◆ EXERCISE REQUIREMENTS:
Go through the data line by line from the top, retyping each exactly, and end with the line that contains "In the happy-path, that".

Stored data entries:
PR #513, opened 2023-09-26
Feat/pre finality data

shanefontaine:
Adds syncing at the head of the chain. The SyncWatcher now observes `TransferSent` events at the head (if enabled) and writes them to the transfers DB with a new attribute: `isFinalized: false`. 

In the happy-path, that transfer will be bonded shortly after it is seen at the head. The transfer will then be observed later by the normal (finalized) `TransferSent` worker. This will then update `isFinalized: true`.

In the non-happy path, this transfer gets reorged out (or reorged to a later block). The `BondWithdrawalWatcher` will handle any reorg case and mark the transfer as `notFound: true`. If this happens, the transfer is effectively done. If the finalized worker eventually sees the same transfer, it will mark it as `notFound: false`, at which point it will be able to be bonded now with the full finalized context. If the finalized worker never sees it, that means it was reorged out and it is just stale data at this point.

One edge case note: a valid transfer may be reorged back one block and still have all the same Hop transfer properties (i.e. `transferId`) but only have different block properties (i.e. `blockNumber`. Even though this case could be handled and the bonder can bond it early, the tx is thrown away and handled when it becomes finalized. The timing of DB reads/writes makes this case inconsistent at any point of the tx lifecycle, including the mempool where it is out of our control. In practice, I don't expect this to happen (especially with ORUs, which is where this feature will be used), and the complexity to handle an impossible race condition is too hard to handle. Instead, if this does occur, the bond just takes until finality instead of happening quickly.

Features:

* Add `headSync` option to `chain` object config. If `true`, will sync the `TransferSent` event at head instead of finalized.
* Add experimental WS support that just logs data but does not write to the DB or anything critical.

_Note: You'll see some `TODO`s in there for me to handle after this is merged with the other branch. By default, this works the same as the existing bonder unless set in the config, so none of those `TODO`s matter while the bonder does not have this feature enabled._


packages/hop-node/src/watchers/SyncWatcher.ts
```diff
@@ -1686,6 +1742,53 @@ class SyncWatcher extends BaseWatcher {
       return true
     }
   }
+
+  // Experimental: Websocket support methods
+
+  initWebsocket = (contract: Contract, filter: EventFilter, cb: Function) => {
+    contract.on(filter, async (...event: any) => cb(event[event.length - 1]))
```
miguelmota, line 1749: I see here it's getting the last parameter as the event; for my understanding, what are the other parameters returned in the listener?

packages/hop-node/src/watchers/SyncWatcher.ts
```diff
@@ -549,8 +580,34 @@ class SyncWatcher extends BaseWatcher {
...
+        dbData.withdrawalBondBackoffIndex = undefined
+        logger.debug('finalized transfer seen, resetting unfinalized error states')
+      }
+
+      await this.db.transfers.update(transferId, dbData)
+
+      // Experimental: compare data against WS cache and clear the memory
+      if (this.wsCache[transferId]) {
+        this.compareWsCache(event)
+        this.wsCache[event.args.transferId] = undefined
```
miguelmota: suggestion: use `delete` to remove reference from the object for potentially faster garbage collection

```suggestion
delete this.wsCache[event.args.transferId] 
```

packages/hop-node/src/watchers/SyncWatcher.ts
```diff
@@ -1686,6 +1742,53 @@ class SyncWatcher extends BaseWatcher {
       return true
     }
   }
+
+  // Experimental: Websocket support methods
+
+  initWebsocket = (contract: Contract, filter: EventFilter, cb: Function) => {
```
miguelmota: I don't think this needs to be an arrow function but if it does need to be one, then maybe adding a comment about it be good here

packages/hop-node/src/watchers/classes/Bridge.ts
```diff
@@ -580,6 +585,25 @@ export default class Bridge extends ContractBase {
         options.syncCacheKey
       )
       state = await this.db.syncState.getByKey(syncCacheKey)
+
+      const isHeadSync = syncCacheKey.includes(HeadSyncKeySuffix)
```
miguelmota: suggestion: use `startsWith` instead of `includes`

```suggestion
const isHeadSync = syncCacheKey.startsWith(HeadSyncKeySuffix)
```

packages/hop-node/src/watchers/classes/Bridge.ts
```diff
@@ -648,22 +672,29 @@ export default class Bridge extends ContractBase {
...
 
     let end: number
     let start: number
     let totalBlocksInBatch: number
     const { totalBlocks, batchBlocks } = globalConfig.sync[this.chainSlug]
-    let blockNumberWithAcceptableFinality: number
 
-    if (getHasFinalizationBlockTag(this.chainSlug)) {
+    // TODO: Better state handling
+    const isHeadSync = syncCacheKey?.includes(HeadSyncKeySuffix)
```
miguelmota: suggestion: use `startsWith` instead of `includes`

```suggestion
const isHeadSync = syncCacheKey?.startsWith(HeadSyncKeySuffix)
```

optional: a step further would be to move to separate function

```ts
const isHeadSync = this.isHeadSyncCacheKey(syncCacheKey)
```

miguelmota (approved):
The changes make a lot of sense and look good 👌

left very minor comments

packages/hop-node/src/watchers/SyncWatcher.ts
shanefontaine: `event` is the Event type generated by TypeChain. The interface and a practical example are below. There is likely a better way to handle it but I've never nailed down the best way to work with TypeChain so I did this. Happy to do something else if there is a more natural solution.

```

export interface TypedEventFilter<_TEvent extends TypedEvent>
  extends EventFilter {}


export interface TransferSentEventObject {
  transferId: string;
  chainId: BigNumber;
  recipient: string;
  amount: BigNumber;
  transferNonce: string;
  bonderFee: BigNumber;
  index: BigNumber;
  amountOutMin: BigNumber;
  deadline: BigNumber;
}
export type TransferSentEvent = TypedEvent<
  [
    string,
    BigNumber,
    string,
    BigNumber,
    string,
    BigNumber,
    BigNumber,
    BigNumber,
    BigNumber
  ],
  TransferSentEventObject
>;

export type TransferSentEventFilter = TypedEventFilter<TransferSentEvent>;
```

```
[
  '0xce6b702d315c03950030e5c2b008a2d8dab1d0af36c870cac76270a9e354a6ce',
  BigNumber { _hex: '0x05', _isBigNumber: true },
  '0xfEfeC7D3EB14a004029D278393e6AB8B46fb4FCa',
  BigNumber { _hex: '0x02c5ddeb108cfe52', _isBigNumber: true },
  '0x08dbc1e50017cd291b53a1e6ecea166ae6a2912e1e177b5020bf3c2e38bfd501',
  BigNumber { _hex: '0x237e4bc0f3a5e3', _isBigNumber: true },
  BigNumber { _hex: '0x01', _isBigNumber: true },
  BigNumber { _hex: '0x00', _isBigNumber: true },
  BigNumber { _hex: '0x00', _isBigNumber: true },
  {
    blockNumber: 15250984,
    blockHash: '0xfcea3a54861866acc699a5de406975b755f1f1a1d2ae17a4293f439756c2c34a',
    transactionIndex: 1,
    removed: false,
    address: '0x2708E5C7087d4C6D295c8B58b2D452c360D505C7',
    data: '0x00000000000000000000000000000000000000000000000002c5ddeb108cfe5208dbc1e50017cd291b53a1e6ecea166ae6a2912e1e177b5020bf3c2e38bfd50100000000000000000000000000000000000000000000000000237e4bc0f3a5e3000000000000000000000000000000000000000000000000000000000000000100000000000000000000000000000000000000000000000000000000000000000000000000000000000000000000000000000000000000000000000000000000',
    topics: [
      '0xe35dddd4ea75d7e9b3fe93af4f4e40e778c3da4074c9d93e7c6536f1e803c1eb',
      '0xce6b702d315c03950030e5c2b008a2d8dab1d0af36c870cac76270a9e354a6ce',
      '0x0000000000000000000000000000000000000000000000000000000000000005',
      '0x000000000000000000000000fefec7d3eb14a004029d278393e6ab8b46fb4fca'
    ],
    transactionHash: '0x27aa876d282d5018363839988f2b753b87d8725f9987f025728a2f156c08438d',
    logIndex: 6,
    removeListener: [Function (anonymous)],
    getBlock: [Function (anonymous)],
    getTransaction: [Function (anonymous)],
    getTransactionReceipt: [Function (anonymous)],
    event: 'TransferSent',
    eventSignature: 'TransferSent(bytes32,uint256,address,uint256,bytes32,uint256,uint256,uint256,uint256)',
    decode: [Function (anonymous)],
    args: [
      '0xce6b702d315c03950030e5c2b008a2d8dab1d0af36c870cac76270a9e354a6ce',
      [BigNumber],
      '0xfEfeC7D3EB14a004029D278393e6AB8B46fb4FCa',
      [BigNumber],
      '0x08dbc1e50017cd291b53a1e6ecea166ae6a2912e1e177b5020bf3c2e38bfd501',
      [BigNumber],
      [BigNumber],
      [BigNumber],
      [BigNumber],
      transferId: '0xce6b702d315c03950030e5c2b008a2d8dab1d0af36c870cac76270a9e354a6ce',
      chainId: [BigNumber],
      recipient: '0xfEfeC7D3EB14a004029D278393e6AB8B46fb4FCa',
      amount: [BigNumber],
      transferNonce: '0x08dbc1e50017cd291b53a1e6ecea166ae6a2912e1e177b5020bf3c2e38bfd501',
      bonderFee: [BigNumber],
      index: [BigNumber],
      amountOutMin: [BigNumber],
      deadline: [BigNumber]
    ]
  }
]
```

packages/hop-node/src/watchers/classes/Bridge.ts
shanefontaine: Woah TIL about `startsWith`. In this case, the string is at the end so I'm going to change it to `endsWith`, but I like this a lot.

packages/hop-node/src/watchers/classes/Bridge.ts
shanefontaine: Going to keep for now with the thought that the next update to this logic should be a bigger update that will have more data about how the head sync is used in practice and will likely include ripping that out into its own function. (I don't love that it is just a suffix now, but it definitely works).

shanefontaine: Resolved with 2c22d36cd66155375efc707a3572fe8fda6fc1fc

packages/hop-node/src/watchers/classes/Bridge.ts
shanefontaine: Resolved with 2c22d36cd66155375efc707a3572fe8fda6fc1fc

packages/hop-node/src/watchers/SyncWatcher.ts
shanefontaine: Good call. Resolved with d6fbb6dc38f2876435995b243b1d2ac2218c2554

packages/hop-node/src/watchers/SyncWatcher.ts
miguelmota: I see, seems fine the way it is 👍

◆ RESULT FOR THIS EXERCISE:
PR #513, opened 2023-09-26
Feat/pre finality data

shanefontaine:
Adds syncing at the head of the chain. The SyncWatcher now observes `TransferSent` events at the head (if enabled) and writes them to the transfers DB with a new attribute: `isFinalized: false`. 

In the happy-path, that transfer will be bonded shortly after it is seen at the head. The transfer will then be observed later by the normal (finalized) `TransferSent` worker. This will then update `isFinalized: true`.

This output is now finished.